# Brixton Room Prices

This notebook is used to implement a regression model, designed to predict the going rate of rooms in shared houses in the London district of Brixton. The data is scraped from [SpareRoom](https://spareroom.co.uk).

The idea of the project was to write our code as a testable and maintainable Python package with entry-points to tune, train and test our model so it can easily be integrated into a CI/CD flow. This was attempted after viewing a [tutorial](https://morioh.com/p/d9fffafd5f92) on maintainable code.

## Load Packages

As the project uses custom built classes and functions, written in a text editor / IDE for convenience, the `autoreload` method below ensures that the notebook does not have to be restarted every time this code is altered.

In [1]:
%load_ext autoreload
%autoreload 2

In [2]:
import pandas as pd
pd.set_option('display.max_columns', None)

## Scraping the Data

The `SpareRoomScraper` object takes an ID on init. This is found in the url of any search made through SpareRoom, it simply has to be copied and pasted - this could be any location. The class uses the HTMLRequests library to scrape the website.

In [None]:
from scrape import SpareRoomScraper

scraper = SpareRoomScraper(search_id = 1097663249)
df = scraper.get_data()
df.head()

In [None]:
#df.to_feather('./data/brixton.feather')

## Pipeline and ColumnTransformer

#### Preprocessing

It has been attempted to use sklearn's preprocessing framework to complete all of the preprocessing. The idea being, inspired by the aforementioned [tutorial](https://morioh.com/p/d9fffafd5f92), that the process of preparing the data for modelling can be undertaken using a combination of `Pipeline` and `ColumnTransformer` objects enabling the optimisation of their parameters through `GridSearchCV` just as is the case for the regression models.

However, `Pipeline` objects are limited in that they can only transform the X matrix - any transformation completed on the target must be completed externally beforehand. In this case, this means the removal of any listings that are whole properties rather than rooms, and the removal or imputation of any missing values within the dataframe.

Thus, while the parameters of many of the preprocessing classes and the regression algorithm can be altered through `GridSearchCV`, the imputation method must be chosen beforehand.
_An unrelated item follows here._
PR #9127, opened 2026-03-25
Introduce explicit `EditTxn` for iModel editing and deprecate legacy implicit-transaction mutators

kabentley:
`EditTxn` introduces an explicit transaction API for iModel write operations. It gives callers deliberate control over the start, scope, and end of a unit of work. This PR adds the new `EditTxn` API, the `withEditTxn(...)` helper, and txn-aware replacements for many existing mutating APIs across `IModelDb`, `Element`, `Model`, `ElementAspect`, `Relationship`, and domain-specific helpers.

There are many preprocessing steps that are completed within the pipeline however, using the classes in `preprocessing.py`. These include:

  - The extraction of separation of distinct pieces of information within some features into their own separate features. E.g. the original `distance_to_station` feature is split into the distance and the mode of transport used to get there (walk or bus).
  - Transformation of some features into a more useful form - `availability` is transformed into `available_in` which is simply and integer of the number of days between the current day and the room's availability date.
  - Encoding of Yes/No features in a binary format, and other categorical features in a one-hot format where appropriate

In addition to `preprocessing.py`, the project also uses `encoders.py` to encode the features in a format suitable for modelling.

#### Model building

The preprocessing steps are combined with a regression algorithm using a `Pipeline` object. We use a dummy estimator within the pipe so that the algorithm can be set with `GridSearchCV`.

In [25]:
from preprocessing import prep_for_model
from model import build_model
from sklearn import linear_model

df = pd.read_feather('./data/brixton.feather')
X_train, X_test, y_train, y_test = prep_for_model(df)

model = build_model()
model.set_params(**{'model':linear_model.LinearRegression()})
model.fit(X_train, y_train)
model.predict(X_train)[:5]

array([ 902.59003035,  853.43336107,  915.55769054,  971.71401698,
       1063.98920047])

## Tuning and Testing

Now that we have a working pipeline, many different algorithms and parameters can be easily tested. The inputted parameters are listed in `config.py`.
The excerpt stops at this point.